We have.. you can read about it in 'pear-shaped' thread.  Business collapsed 2 years ago owing 90K.  OH buried his head in the sand and ended up on anti-anxiety drugs..   He only really started dealing with it in November when he employed a solicitor to help him sort it out.
The money advice bureau may be able to help you sort it out.  Whatever happens, you need to keep contact with your creditors and arrange a payment plan thats realistic and affordable.


----------



## stessed11

Hi All, Great news, got a loan of 20k.  Can't believe it!  Absolutley delighted!  Going to work my b*tt off to make this work.

Thank you all for your help and comments, it really helped.

One last favour please!  Wish me luck!


----------



## rgfuller

Good luck!


----------



## deem

good luck


----------



## KathScan

Best of Luck.


----------



## BetterBiz

You can improve your luck by putting together a solid marketing plan which details exactly what action you are going to take to make this work. Don't just wait in your shop for business to come to you - be proactive about attracting it and forging relationships with other businesses that can help you.

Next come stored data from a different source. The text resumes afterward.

PR #4321, opened 2015-12-16
fix run_as_user of windows_service

mwrock:
Currently adding a user in the form of `{domain or host}\{user name}` is broken for the `run_as_user` attribute of `windows_service`. It only works with user names prepended with `.\`. This fixes that.

This also now uses the win32 LSA functions and adds the `SeServiceLogonRight` to the user and only if that user does not already have the right. Currently the service clobbers all current users with that right with the `run_as_user`.

### DIFF
--- a/lib/chef/win32/api/security.rb
+++ b/lib/chef/win32/api/security.rb
@@ -207,6 +207,21 @@ class Chef
         LOGON32_PROVIDER_WINNT40 = 2;
         LOGON32_PROVIDER_WINNT50 = 3;
 
+        # LSA access policy
+        POLICY_VIEW_LOCAL_INFORMATION = 0x00000001
+        POLICY_VIEW_AUDIT_INFORMATION = 0x00000002
+        POLICY_GET_PRIVATE_INFORMATION = 0x00000004
+        POLICY_TRUST_ADMIN = 0x00000008
+        POLICY_CREATE_ACCOUNT = 0x00000010
+        POLICY_CREATE_SECRET = 0x00000020
+        POLICY_CREATE_PRIVILEGE = 0x00000040
+        POLICY_SET_DEFAULT_QUOTA_LIMITS = 0x00000080
+        POLICY_SET_AUDIT_REQUIREMENTS = 0x00000100
+        POLICY_AUDIT_LOG_ADMIN = 0x00000200
+        POLICY_SERVER_ADMIN = 0x00000400
+        POLICY_LOOKUP_NAMES = 0x00000800
+        POLICY_NOTIFICATION = 0x00001000
+
         ###############################################
         # Win32 API Bindings
         ###############################################
@@ -381,6 +396,23 @@ class Chef
           end
         end
 
+        # https://msdn.microsoft.com/en-us/library/windows/desktop/ms721829(v=vs.85).aspx
+        class LSA_OBJECT_ATTRIBUTES < FFI::Struct
+          layout :Length, :ULONG,
+                 :RootDirectory, :HANDLE,
+                 :ObjectName, :pointer,
+                 :Attributes, :ULONG,
+                 :SecurityDescriptor, :PVOID,
+                 :SecurityQualityOfService, :PVOID
+        end
+
+        # https://msdn.microsoft.com/en-us/library/windows/desktop/ms721841(v=vs.85).aspx
+        class LSA_UNICODE_STRING < FFI::Struct
+          layout :Length, :USHORT,
+                 :MaximumLength, :USHORT,
+                 :Buffer, :PWSTR
+        end
+
         ffi_lib "advapi32"
 
         safe_attach_function :AccessCheck, [:pointer, :HANDLE, :DWORD, :pointer, :pointer, :pointer, :pointer, :pointer], :BOOL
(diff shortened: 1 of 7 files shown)


ksubrama:
:+1:

spec/unit/provider/service/windows_spec.rb
```diff
@@ -417,37 +426,19 @@
...
+      expect(Chef::ReservedNames::Win32::Security).to receive(:add_account_right).with(username, service_right)
       expect(provider.grant_service_logon(username)).to equal true
     end
 
-    it "raises an exception when the grant command fails" do
-      expect_any_instance_of(Mixlib::ShellOut).to receive(:exitstatus).and_return(1)
-      expect_any_instance_of(Mixlib::ShellOut).to receive(:stdout).and_return(failure_string)
+    it "strips '.\' from user name when sending to win32 api" do
+      expect(Chef::ReservedNames::Win32::Security).to receive(:add_account_right).with(username, service_right)
+      expect(provider.grant_service_logon(".\\#{username}")).to equal true
```
btm: what is/are the valid syntax(s) for username now?

```
  # the security policy file only seems to accept \\username, so fix .\username or .\\username.
  # TODO: this probably has to be fixed to handle various valid Windows names correctly.
  def canonicalize_username(username)
    username.sub(/^\.?\\+/, '')
  end
```

mwrock: The win32 APIs used don't understand `.\username`. However they work fine with all of these:
* `username`
* `domain\username`
* `computer\\username`

We still allow users to use the `.\username` format and strip off the `.\` here. That makes sense since its a generally accepted format elsewhere.

btm: Could you update that comment since we're using the API instead of calling out to secedit with a file now?

btm:
:+1: /cc @chef/client-windows review please

spec/unit/provider/service/windows_spec.rb
mwrock: ah right. yeah

lib/chef/win32/api/security.rb
```diff
@@ -415,6 +447,12 @@ def privilege(index)
         safe_attach_function :LookupPrivilegeNameW, [ :LPCWSTR, :PLUID, :LPWSTR, :LPDWORD ], :BOOL
         safe_attach_function :LookupPrivilegeDisplayNameW, [ :LPCWSTR, :LPCWSTR, :LPWSTR, :LPDWORD, :LPDWORD ], :BOOL
         safe_attach_function :LookupPrivilegeValueW, [ :LPCWSTR, :LPCWSTR, :PLUID ], :BOOL
+        safe_attach_function :LsaAddAccountRights, [ :pointer, :pointer, :pointer, :ULONG ], :NTSTATUS
```
jaym: instead of `:pointer`, can we create aliases for the types in the documentation. https://github.com/chef/chef/blob/master/lib/chef/win32/api.rb#L49-L237

lib/chef/win32/security.rb
```diff
@@ -104,6 +104,22 @@ def self.add_access_denied_ace_ex(acl, sid, access_mask, flags = 0, revision = A
         end
       end
 
+      def self.add_account_right(name, privilege)
+        privilege_pointer = FFI::MemoryPointer.new LSA_UNICODE_STRING, 1
+        privilege_lsa_string = LSA_UNICODE_STRING.new(privilege_pointer)
+        privilege_lsa_string[:Buffer] = FFI::MemoryPointer.from_string(privilege.to_wstring)
+        privilege_lsa_string[:Length] = privilege.length * 2
```
jaym: would `privilege.size` give the right value here?

jaym:
:+1:

smurawski:
:+1:

Thanks for fixing the rights assignment mangling.

lib/chef/win32/security.rb
mwrock: no. I fiddled with this quite alot. Even `privilege.to_wstring.size` is too small

jaym: sorry, `privilege_pointer`

mwrock: yeah. that doesn't fit

mwrock:
pushed up some changes from review. Will merge after it goes green.

ShawInnes:
I'm trying to work out if this has been released in a client release yet.  Is there an easy way for me to find out?  

I'm currently running chef client 12.6.0 and having issues with the following resource use.  The error references a policyfile 'Logon-as-service grant failed with policy file' so I'm assuming this commit isn't in my current client.  

```
service 'TCBuildAgent' do
  run_as_user 'MYDOMAIN\svcTeamCity'
  run_as_password "..."
  action :start
end
```

mwrock:
It will be available in chef 12.7. see [this pre-release announcment](https://discourse.chef.io/t/pre-release-announcement-chef-client-12-7/7747) with details on how to get it now.

Techcadia:
If your using a local user account make sure that the run_as_user has the 'HOSTNAME\Username' not just 'Username'

It was throwing a
`the account name is invalid or does not exist or the password is invalid for the account specified` Error which is exactly right.

Took me a good hour to figure that out.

€20k can be burned through pretty fast so be careful!

Good luck!

Matt

www.betterbusinessresults.com


----------



## stessed11

Thank you all!

Thanks Matt, I understand.  What I'm going to do is pay off suppliers that I won't be using anymore a small amount per month.  Clear my debts with the others, and sort out a decent advertising campaign.  I'm hoping to still keep 6-8k back up in the bank.  I also want to look into a website aswell, the start-up costs seem fairly small, and I was hoping I could run it from here in the shop during business hours, or hopefully I'll be too busy and run from home in the evenings!

Any info on this is appreciated, but I will look through previous threads.


----------



## Tangerine

Idea of website is lovely but aspirational and can be timeconsuming to make it work for you. Listen to Better Biz use your resources by taking really practial steps to get people into your shop. Think about approching your enterprise board or some enterprise support agency and ask for a mentor who will help you focus on making the best use of your loan to trade out of your current difficulties.
Tangerine


----------



## aircobra19

I'm with Tangerine. Would forget about doing and running a website yourself. As it can eat up you time and resources. Not least end up being a serius drain on your time, and take a while to get any results. 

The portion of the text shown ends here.